« À mon épouse décédée en 2019, Cindy Kerseborn, qui s’est battue pour l’émancipation sur quatre fronts à la fois comme Noire, comme immigrante originaire de l’ancienne colonie néerlandaise du Surinam, comme fille d’ouvrier et, de fait, comme femme : toujours entêtée, ouverte, combative et fidèle. » C’est avec cette dédicace que débute le livre d’Abram de Swaan. Un bel hommage, en complète contradiction avec le titre de son livre… semble-t-il.
https://diacritik.com/2021/02/17/abram-de-swaan-vers-la-fin-du-patriarcat/
Pourquoi lire encore un livre sur l’émancipation féminine ?

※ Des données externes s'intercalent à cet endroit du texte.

PR #417, opened 2021-07-14
Fix docker image push CI tests

ivanezeigbo:


.github/workflows/docker_image_push.yml
```diff
@@ -44,10 +44,14 @@ jobs:
...
+      uses: docker/login-action@v1 
+      with:
+        username: ${{secrets.DOCKER_USER}}
+        password: ${{secrets.DOCKER_PASS}}
+    - name: Build and Push to Docker
+      uses: docker/build-push-action@v2
+      with:
+        context: .
+        push: true
+        tags: bittensor/bittensor:subtensor_tests
```
unconst: why do we have this tag here? bittensor:subtensor_tests? shouldn't it just be bittensor:bittensor.

ivanezeigbo: @unconst do you mean `bittensor/bittensor:latest` ? So following the circle ci config, the push image script seems to target `bittensor/bittensor:subtensor_tests` 

`./scripts/build_protos.sh`
`docker build -t bittensor/bittensor:subtensor_tests -f Dockerfile .`
`docker push bittensor/bittensor:subtensor_tests`

Should I use `bittensor/bittensor:latest` instead?

unconst: Yes I think you should yes. @shibshib  can you comment on this? Or was Parralax the prev owner here

shibshib: Definitely some remnant of parallaxs code, should use bittensor/bittensor:latest

shibshib: I deleted that subtensor thing

ivanezeigbo: made the necessary changes. @unconst @shibshib please review

shibshib (approved):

Parce qu’il est intéressant d’avoir l’avis d’un homme sur ce sujet et que l’intérêt de ce livre sur le féminisme est qu’il est écrit par un homme… et qu’il fallait que ce soit un homme (et un psychanalyste) pour écrire ce qui va être dit (Hou-là !).
Abram de Swaan est né en 1942 à Amsterdam, Pays-Bas. Il obtint ses diplômes universitaires à l'Université d'Amsterdam dont le doctorat en 1973 après avoir fait ses études de 3ème cycle (1966-1968) aux universités de Yale et de Californie (Berkeley). Pendant les années 1973-1984 De Swaan a suivi les cours de l'Institut Néerlandais de Psychanalyse et a exercé la psychothérapie psychanalytique.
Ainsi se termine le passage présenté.